The RCT critique and responsible use
Deaton-Cartwright and using evidence well
The experimental approach has powerful critics, and engaging them is part of using it responsibly. Angus Deaton and Nancy Cartwright ('Understanding and Misunderstanding RCTs', 2018) argue: (1) internal validity doesn't guarantee policy relevance (an unbiased estimate of an effect HERE tells you little about THERE without a theory of WHY it worked); (2) RCTs estimate an AVERAGE effect that may hide important heterogeneity and may apply to no actual individual; (3) without understanding MECHANISMS (why the intervention works), you can't predict whether it will transfer — so RCTs need THEORY, not just experiments; and (4) the 'gold standard' framing can crowd out other valuable evidence (structural models, observational studies, qualitative understanding) and important non-experimentable questions (you can't randomise a currency regime or an institution). The constructive response (which the field has largely absorbed): RCTs are a powerful tool, not the only one; combine experimental effect estimates with THEORY and MECHANISM (why does it work?), with cost-effectiveness comparison, and with judgement about external validity and scale-up; use the evidence base (J-PAL, what's been settled — CCTs, deworming, the limited impact of microcredit) as INPUTS to policy reasoning, not as automatic prescriptions; and retain humility about generalisation. The mature position is neither RCT-worship nor RCT-rejection but disciplined eclecticism: rigorous causal evidence, interpreted through theory and mechanism, compared on cost-effectiveness, and applied with explicit attention to external validity, scale, and context.
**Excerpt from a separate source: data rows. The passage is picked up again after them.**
PR #11708, opened 2026-01-16
feat: use the remote library on versioned engine instead the local one

TomChv:
This removes the generation of internal/telemetry and internal/querybuilder that can be installed from the local library.

Add a new flag to --generate-module to pull the libraty that matches the  engine version's.

Add a new `_EXPERIMENTAL_DAGGER_DEV_ENGINE` to force the engine to act as a dev engine even if its tagged so we don't break engine_test files if we do some breaking changes in telemetry or querybuilder package.

Related to #11515 and #11547

### DIFF
--- a/core/integration/engine_test.go
+++ b/core/integration/engine_test.go
@@ -520,6 +520,9 @@ func (EngineSuite) TestModuleVersionCompat(ctx context.Context, t *testctx.T) {
 					return c.
 						WithEnvVariable("_EXPERIMENTAL_DAGGER_VERSION", tc.engineVersion).
 						WithEnvVariable("_EXPERIMENTAL_DAGGER_MIN_VERSION", tc.moduleMinVersion).
+						// Required to use the bundled go SDK instead of the remote one
+						// This avoid breaking that test because of a breaking change on
+						// the generated files.
 						WithEnvVariable("_EXPERIMENTAL_DAGGER_DEV_ENGINE", "1")
 				})
 				devEngineSvc = devEngineContainerAsService(devEngine)
--- a/toolchains/engine-dev/main.go
+++ b/toolchains/engine-dev/main.go
@@ -193,9 +193,14 @@ func (dev *EngineDev) Container(
 		WithFile(cliPath, cli).
 		WithEnvVariable("_EXPERIMENTAL_DAGGER_RUNNER_HOST", distconsts.DefaultEngineSockAddr)
 
-	// ctr = ctr.WithEnvVariable("_EXPERIMENTAL_DAGGER_VERSION", "v0.19.10")
-	// ctr = ctr.WithEnvVariable("_EXPERIMENTAL_DAGGER_DEV_ENGINE", "1")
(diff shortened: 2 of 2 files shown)


cmd/codegen/generator/go/generate_module.go
```diff
@@ -240,12 +251,17 @@ func (g *GoGenerator) syncModReplaceAndTidy(mod *modfile.File, genSt *generator.
 		}
 	}
 
+	if g.Config.ModuleConfig.LibVersion != "" {
+		genSt.PostCommands = append(genSt.PostCommands, exec.Command("go", "get", fmt.Sprintf("dagger.io/dagger@%s", g.Config.ModuleConfig.LibVersion)))
```
sipsma: Can we edit the go.mod we write to have this dep rather than call go get as a subprocess? Some of these go subprocesses are on the slow side, and we really need to fight for perf gains in the go codegen

toolchains/engine-dev/main.go
```diff
@@ -192,6 +192,9 @@ func (dev *EngineDev) Container(
 	ctr = ctr.
 		WithFile(cliPath, cli).
 		WithEnvVariable("_EXPERIMENTAL_DAGGER_RUNNER_HOST", distconsts.DefaultEngineSockAddr)
+
+	// ctr = ctr.WithEnvVariable("_EXPERIMENTAL_DAGGER_VERSION", "v0.19.10")
+	// ctr = ctr.WithEnvVariable("_EXPERIMENTAL_DAGGER_DEV_ENGINE", "1")
```
sipsma, line 203: nit: cleanup before merge

core/integration/engine_test.go
```diff
@@ -520,7 +519,8 @@ func (EngineSuite) TestModuleVersionCompat(ctx context.Context, t *testctx.T) {
 				devEngine := devEngineContainer(c, func(c *dagger.Container) *dagger.Container {
 					return c.
 						WithEnvVariable("_EXPERIMENTAL_DAGGER_VERSION", tc.engineVersion).
-						WithEnvVariable("_EXPERIMENTAL_DAGGER_MIN_VERSION", tc.moduleMinVersion)
+						WithEnvVariable("_EXPERIMENTAL_DAGGER_MIN_VERSION", tc.moduleMinVersion).
+						WithEnvVariable("_EXPERIMENTAL_DAGGER_DEV_ENGINE", "1")
```
sipsma, line 526: nit: comment on why this is needed will probably save someone time down the line

sipsma (approved):
LGTM, couple of nits before merge

toolchains/engine-dev/main.go
TomChv: I think we should keep these, so if someone wants to compile a dev engine, I added doc to explain why :D

core/integration/engine_test.go
TomChv: Done in [d54602a](https://github.com/dagger/dagger/pull/11708/commits/d54602a5293b274502b85e547dff9c50bdf8845a)

PR #11714, opened 2026-01-16
allow container address in default pragrams and customizations

kpenfound:
This lets you do

```go
// +defaultAddress="alpine:latest"
ctr *dagger.Container,
```

and

```json
{
  "function": ["testWithDefaultContainer"],
  "argument": "ctr",
  "defaultAddress": "alpine:3.18"
}
```

in json.

Added lots of tests so hopefully this isn't a terrible idea.

In making this I discovered that our documentation for python constructors with complex types has been wrong all along, so I've corrected that too.

Fixes https://github.com/dagger/dagger/issues/8483


kpenfound:
Question to follow up on from @shykes : Why does this work with `+default` when we had to use `+defaultPath` for context directories? Need to dig up the context on that. Maybe this should be `+defaultAddress` instead. Or if the original restriction is no longer valid, should `+defaultPath` become `+default`?

kpenfound:
Also need to update the typescript test to match the others

eunomie:
I don't remember why `defaultPath`, IIRC there's a good reason we can't get ride of it.
So in that spirit it can make sense to have something like `defaultAddress`.
But `default` is good too, and I like it, it can help to make some function smoother.

kpenfound:
Changed to `+defaultAddress` to separate the discussion on just using `+default` for everything

kpenfound:
Created this issue for discussion: https://github.com/dagger/dagger/issues/11745

core/integration/module_go_test.go
```diff
@@ -1886,3 +1886,41 @@ func (p *Playground) SayHello() string {
...
+		)
+
+	out, err := modGen.With(daggerCall("test-with-default-container")).Stdout(ctx)
+	require.NoError(t, err)
+	require.Contains(t, out, ".") // Alpine version contains a dot like "3.19.0"
+
+	// Test that we can override the default
+	out2, err := modGen.With(daggerCall("test-with-default-container", "--ctr=alpine:3.18")).Stdout(ctx)
+	require.NoError(t, err)
+	require.Contains(t, out2, ".")
```
eunomie: nit: should we check it contains 3.18?

core/integration/module_python_test.go
```diff
@@ -1921,3 +1921,34 @@ func pipLockMod(t *testctx.T, c *dagger.Client, inc []string) dagger.WithContain
...
+    ctr: dagger.Container = dataclasses.field(
+        default_factory=lambda: dag.container().from_("alpine:3.19")
+    )
+
+    @function
+    async def version(self) -> str:
+        return await self.ctr.with_exec(
+            ["/bin/sh", "-c", "cat /etc/alpine-release"]
+        ).stdout()
+`)
```
eunomie, line 1942: nit: should we instead test a version that is using `DefaultAdress` and not the constructor way? To be more aligned with the Go version of the test.

```suggestion
@object_type
class Test:
    @function
    async def version(
        self,
        ctr: Annotated[dagger.Container, DefaultAddress("alpine:3.19")],
    ) -> str:
        return await ctr.with_exec(["cat", "/etc/alpine-release"]).stdout()
`)
```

That disciplined, humble use of evidence is the real lesson of the course — and the bridge from this methods specialization back to the substantive policy questions of the whole program.
Exercise
An RCT in one district finds that a new agricultural-extension programme (training farmers in better techniques) raised participating farmers' yields by 30%, cost-effectively. The agriculture minister wants to scale it nationally immediately. (1) Explain why the internally-valid 30% estimate is not sufficient to justify national scale-up. (2) Identify the general-equilibrium and implementation risks of scaling. (3) Explain how cost-effectiveness should inform the decision. (4) Apply the Deaton-Cartwright critique to advise the minister on using this evidence responsibly.